Engineering Research Center of EMR and Intelligent Expert System, Ministry of Education, College of Biomedical Engineering and Instrument Science, Zhejiang University, No. 38 Zheda Road, Hangzhou, 310027, Zhejiang Province, China.
Department of Surgical Oncology, Second Affiliated Hospital, Zhejiang University School of Medicine, No. 88 Jiefang Road, Hangzhou, 31009, Zhejiang Province, China.
BMC Med Inform Decis Mak. 2020 Feb 7;20(1):22. doi: 10.1186/s12911-020-1043-1.
Colon cancer is common worldwide and is the leading cause of cancer-related death. Multiple levels of omics data are available due to the development of sequencing technologies. In this study, we proposed an integrative prognostic model for colon cancer based on the integration of clinical and multi-omics data.
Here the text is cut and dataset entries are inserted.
PR #179, opened 2019-09-04
(FM-8342) Handle mocking of localhost

michaeltlombardi:
Prior to this commit it was not possible to mock features when running
acceptance tests against localhost. This is because both specifying the
node name localhost causes bolt to ignore the inventory file and also
litmus passed an empty inventory file when calling the helpers against
localhost as the target node.

This commit makes some extensive additions and patches to the existing
behavior in order to enable mocking localhost during testing:

- It adds localhost_inventory_hash as a method in inventory_manipulation,
  which will return a valid inventory hash containing only what bolt
  needs to execute locally; it places the node litmus_localhost in
  the local group and specifies the transport as local. This node CAN
  NOT be named localhost or bolt will ignore the inventory file.
- It adds the target_in_inventory? helper in inventory_manipulation,
  which will check to see if the specified node name is in the inventory
  and return true if it does or false if it does not.
- It adds the targeting_localhost? helper in serverspec which replaces
  the logic reused throughout the serverspec methods for determining if
  the command is being used against localhost.
- It updates the logic in the serverspec methods to set the target node
  name to litmus_localhost if the target is localhost, allowing the
  helpers to use the mockable entry in the inventory hash.
- It updates the logic in the serverspec methods to use the inventory
  file if it exists and to substitute the basic localhost inventory
  hash if it does not.
- It updates the logic in the serverspec methods to raise an error if
  the target node is not specified in the inventory hash; previously,
  specifying a target not found in the inventory hash could lead to
  errors in the actual execution which could be hard to parse.

These changes make it possible to mock features and other inventory
details when executing acceptance tests against a localhost using the
litmus library.

### DIFF
--- a/lib/puppet_litmus/inventory_manipulation.rb
+++ b/lib/puppet_litmus/inventory_manipulation.rb
@@ -18,6 +18,25 @@ module PuppetLitmus::InventoryManipulation
     inventory_hash
   end
 
+  # Provide a default hash for executing against localhost
+  #
+  # @return [Hash] inventory.yaml hash containing only an entry for localhost
+  def localhost_inventory_hash
+    {
+      'groups' => [
+        {
+          'name' => 'local',
+          'nodes' => [
+            {
+              'name' => 'litmus_localhost',
+              'config' => { 'transport' => 'local' },
+            },
+          ],
+        },
+      ],
+    }
+  end
+
   # Finds targets to perform operations on from an inventory hash.
   #
   # @param inventory_hash [Hash] hash of the inventory.yaml file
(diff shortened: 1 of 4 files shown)


michaeltlombardi:
Working my way through rubocop and spec tests, will wrap those up in the AM!

michaeltlombardi:
Okay, rubocop'd and tested.

This will enable localhost testing but will need to be paired with a small update to the `spec_helper_acceptance` file:

```ruby
if targeting_localhost?
  puts 'Running tests against this machine !'
  if File.exist?('inventory.yaml')
    inventory_hash = inventory_hash_from_inventory_file
    unless target_in_inventory?(inventory_hash, 'litmus_localhost')
      inventory_hash['groups'] = inventory_hash['groups'] | localhost_inventory_hash['groups']
      write_to_inventory_file(inventory_hash, 'inventory.yaml')
    end
  else
    write_to_inventory_file(localhost_inventory_hash, 'inventory.yaml')
  end
  if Gem.win_platform?
    set :backend, :cmd
  else
    set :backend, :exec
  end
else
  ...
```

PR #193, opened 2019-09-30
maint(fix serial task for release checks)

sheenaajay:


lib/puppet_litmus/rake_tasks.rb
```diff
@@ -377,6 +377,9 @@ def run_local_command(command)
         # The host_name might be localhost or an IP or a DNS-resolvable node.
         prefix = 'litmus:acceptance:'
         tasks = Rake::Task.tasks.select { |task| task.name =~ %r{^#{prefix}.+:\d+$} }
+        if tasks.empty?
+          tasks = Rake::Task.tasks.select { |task| task.name =~ %r{delivery.puppetlabs.net$$}; }
```
michaeltlombardi: Ahhhhhhhhhhh I understand now why we were finding them locally and failing via vmpooler! Whoops.

DavidS:
what is the format for those rake task names? how will that specific pattern interact with other backends?

lib/puppet_litmus/rake_tasks.rb
florindragos: Wouldn't it make more sense to extend the regex so it matches also for the vmpooler hostnames?

tphoney: why is it not everything but localhost ?

florindragos: something like `^#{prefix}.\S+` ?

tphoney: no tests :(

sheenaajay: @tphoney oops adding the tests now

sheenaajay: @florindragos sure let me try that. Thank you.

florindragos: actually no, this would include `serial` and `parallel`

sheenaajay:
@DavidS sorry for the late reply.
These are the formats of rake tasks
Run against vmpooler
rake litmus:acceptance:oag4qztd04qnagy.delivery.puppetlabs.net
Run against docker
rake litmus:acceptance:localhost:2222
@tphoney fixed the tests to run parallelly so we dont have to run them serially now.
Thanks a lot for looking into the PR @michaeltlombardi @florindragos @tphoney @DavidS

PR #194, opened 2019-10-01
(feature) run_bolt_task allows a custom inventory file

tphoney:


lib/puppet_litmus/serverspec.rb
```diff
@@ -24,10 +24,10 @@ def idempotent_apply(manifest)
   #
   # @param manifest [String] puppet manifest code to be applied.
   # @param opts [Hash] Alters the behaviour of the command. Valid options are:  
-  #  :catch_changes [Boolean] (false) We're after idempotency so allow exit code 0 only.
-  #  :expect_changes [Boolean] (false) We're after changes specifically so allow exit code 2 only.
-  #  :catch_failures [Boolean] (false) We're after only complete success so allow exit codes 0 and 2 only.
-  #  :expect_failures [Boolean] (false) We're after failures specifically so allow exit codes 1, 4, and 6 only.
+  #  :catch_changes [Boolean] (false) We're after idempotency so allow exit code 0 only.
```
michaeltlombardi: Trailing whitespaces

lib/puppet_litmus/serverspec.rb
```diff
@@ -171,16 +171,21 @@ def bolt_upload_file(source, destination, opts = {}, options = {})
...
+  # @param opts [Hash] Alters the behaviour of the command. Valid options are  
+  #  :expect_failures [Boolean] doesnt return an exit code of non-zero if the command failed.  
+  #  :inventory_file [String] path to the inventory file to use with the task.
   # @return [Object] A result object from the task.The values available are stdout, stderr and result.
+  # rubocop:enable Layout/TrailingWhitespace
   def run_bolt_task(task_name, params = {}, opts = {})
     config_data = { 'modulepath' => File.join(Dir.pwd, 'spec', 'fixtures', 'modules') }
     target_node_name = targeting_localhost? ? 'litmus_localhost' : ENV['TARGET_HOST']
-    inventory_hash = File.exist?('inventory.yaml') ? inventory_hash_from_inventory_file : localhost_inventory_hash
+    inventory_hash = File.exist?('inventory.yaml') ? inventory_hash_from_inventory_file(opts[:inventory_file]) : localhost_inventory_hash
```
michaeltlombardi: Shouldn't the exist check be against `opts[:inventory_file]`? Otherwise, won't it still share as long as `inventory.yaml` exists (which it likely will if folks have used litmus before in their project)?

michaeltlombardi: We do _if_ we want to be able to mock features for localhost testing, as far as I can tell.

tphoney: Uggh, more is needed. 
the logic now is good. 
we also want to add the ability to add features to the inventory file at provision time. :) this will mitigate a lot of issues

PR #196, opened 2019-10-03
(FM-8464) Remove bolt version pin

florindragos:


puppet_litmus.gemspec
```diff
@@ -20,7 +20,8 @@ Gem::Specification.new do |spec|
     Providing a simple command line tool for puppet content creators, to enable simple and complex test deployments.
   EOF
   spec.summary = 'Providing a simple command line tool for puppet content creators, to enable simple and complex test deployments.'
-  spec.add_runtime_dependency 'bolt',        ['>= 1.13.1', '< 1.29.1']
+  spec.add_runtime_dependency 'bolt',        ['>= 1.13.1', '< 2.0.0']
   spec.add_runtime_dependency 'pdk',         ['>= 1.10.0', '< 2.0.0']
   spec.add_runtime_dependency 'tty-spinner', ['>= 0.5.0', '< 1.0.0']
+  spec.add_runtime_dependency 'docker-api',  ['>= 1.34', '< 2.0.0']
```
tphoney: Is this not brought in by bolt, do we need to explicitly call this out. Do we need to bound the version ?

florindragos: Unfortunately, it is needed by the serverspec docker backend...

florindragos: It is not included in bolt anymore

PR #200, opened 2019-10-03
(FM-8316) Rename serverspec to puppet helpers

florindragos:


florindragos:
> Love it. Can we get some screen grabs of this working with real modules. to make sure nothing is broken

Reused somt old PRs to test against mysql: https://github.com/puppetlabs/puppetlabs-mysql/pull/1240
motd: https://github.com/puppetlabs/puppetlabs-motd/pull/244
(unrelated) motd unit tests are failing because of a rspec bug

PR #203, opened 2019-10-11
(MODULES-9998) Require pdk/util and remove pdk pin

florindragos:


lib/puppet_litmus/rake_tasks.rb
```diff
@@ -8,6 +8,7 @@
 require 'json'
 require 'parallel'
 require 'tty-spinner'
+require 'pdk/util'
```
cmccrisken-puppet: I see this is lazy loaded in this PR: https://github.com/puppetlabs/puppetlabs_spec_helper/pull/295/files

Should we move this load down?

In total, 344 patients were included in this study. Clinical, gene expression, DNA methylation and miRNA expression data were retrieved from The Cancer Genome Atlas (TCGA). To accommodate the high dimensionality of omics data, unsupervised clustering was used as dimension reduction method. The bias-corrected Harrell's concordance index was used to verify which clustering result provided the best prognostic performance. Finally, we proposed a prognostic prediction model based on the integration of clinical data and multi-omics data. Uno's concordance index with cross-validation was used to compare the discriminative performance of the prognostic model constructed with different covariates.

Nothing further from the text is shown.